La marcia di protesta della Embraco

Licenziamenti all'Embraco: i lavoratori arrabbiati occupano la provinciale

Domani vorrebbero incontrare Gentiloni

A distanza di poche ore dall’annuncio della Embraco di licenziare 497 dipendenti sui 537 complessi, ecco le prime azioni da parte degli stessi lavoratori, avvenute questa mattina, giovedì 11 gennaio 2018.

Prima con l’assemblea davanti alla fabbrica, a Riva presso Chieri, alla presenza dei sindacati. Poi con il corteo lungo la provinciale 120, che ha portato a rallentamenti al flusso veicolare ma anche a tanta solidarietà da parte degli automobilisti: diverse centinaia i presenti al corteo, con una parte che è rimasta a presidio dello stabilimento.
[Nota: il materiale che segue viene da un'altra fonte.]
PR #1937, opened 2024-07-30
feat(frontend): add Oisy short name to env variables

AntonioVentilii-DFINITY:
# Motivation

Include short name for Oisy among the `env` variables.

NOTE: before merging, we modify the `.env.*` files that we use to deploy.

### DIFF
--- a/.env.example
+++ b/.env.example
@@ -5,6 +5,7 @@ VITE_INFURA_API_KEY=
 VITE_ALCHEMY_API_KEY=
 VITE_WALLET_CONNECT_PROJECT_ID=
 VITE_OISY_NAME="Oisy Wallet"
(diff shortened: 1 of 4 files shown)


peterpeterparker:
Actually I was thinking that we should remove the `VITE_OISY_*` title, description and things not related to URL from the environment and transform those into constant. As Oisy becomes a product, not particular reason to have those has options? WDYT?

AntonioVentilii-DFINITY:
Ah yes, sure. It is actually better I think, otherwise every change must be done on each `.env` file. I close this PR and open a new one then

AntonioVentilii-DFINITY:
Done with:

- PR #1943

PR #1940, opened 2024-07-30
fix(frontend): remove sorting function from global store

AntonioVentilii-DFINITY:
# Motivation

Removing sorting function from network tokens store.


peterpeterparker (approved):
LGTM, thx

“Faremo in modo che la Embraco ritiri il licenziamento, così come è avvenuto per la Comital a Volpiano”, gridano i lavoratori dell’azienda che produce compressori per i frigoriferi della Whirlpool.

Gli stessi hanno poi incontrato il sindaco Livio Strasly davanti alla sede del municipio. 
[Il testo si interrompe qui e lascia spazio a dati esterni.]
PR #1942, opened 2024-07-31
chore(frontend): add todos to cache ERC20 metadata

peterpeterparker:
# Motivation

Add the TODOS we have to resolve to reduce the numbers of calls to Infura.

# Changes

- Add few `TODO(GIX-2740)` (Jira task number).

### DIFF
--- a/src/frontend/src/eth/services/erc20.services.ts
+++ b/src/frontend/src/eth/services/erc20.services.ts
@@ -119,7 +119,7 @@ const loadErc20UserTokens = async (params: {
 						},
 						// 1. TODO(GIX-2740): check uf user token is actually a match in the environment static metadata
 						// +
-						// 2. TODO(GIX-2740): check if metadata for address already loaded and reuse - using Infura is not a certified call anyway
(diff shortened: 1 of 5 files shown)


src/frontend/src/eth/services/erc20.services.ts
```diff
@@ -116,6 +117,9 @@ const loadErc20UserTokens = async (params: {
 							version: fromNullable(version),
 							enabled: fromNullable(enabled) ?? true
 						},
+						// 1. TODO(GIX-2740): check uf user token is actually a match in the environment static metadata
+						// +
+						// 2. TODO(GIX-2740): check if metadata for address already loaded and reuse - using Infura is not a certified call anyway
```
AntonioVentilii-DFINITY, line 122: here you mean to cache what we load? I imagine for a specific period of time, to guarantee that any change in metadata is updated?

AntonioVentilii-DFINITY (approved):

src/frontend/src/eth/services/erc20.services.ts
peterpeterparker: I just mean check if metadata is already loaded in store. Added the keyword "store".

PR #1907, opened 2024-07-29
feat(frontend): create SendModal with initial step of choosing the token

AntonioVentilii-DFINITY:
# Motivation

The following is the generic `SendModal` that has as first step the choice of token. The rest will be the same as the modals for ETH and IC.

PR #1944, opened 2024-07-31
refactor(frontend): merge sendWizardSteps

AntonioVentilii-DFINITY:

Ma non è finita qui, perché domani, venerdì 12 gennaio 2018, una delegazione si recherà al Lingotto per cercare di avere l’opportunità di poter parlare, anche solo qualche minuto, con il premier Paolo Gentiloni, che sarà a Torino, dove è in programma l'assemblea degli amministratori locali del PD in vista della campagna elettorale per le politiche di marzo.

“Il premier può cercare di convincere l’azienda a ritirare i licenziamenti”, affermano i sindacalisti delle sigle Fiom-Cgil e Uilm-Uil.

Sempre domani, alle 14, a Roma, un’altra delegazione di lavoratori e sindacati sarà ricevuta al Ministero dello Sviluppo Economico.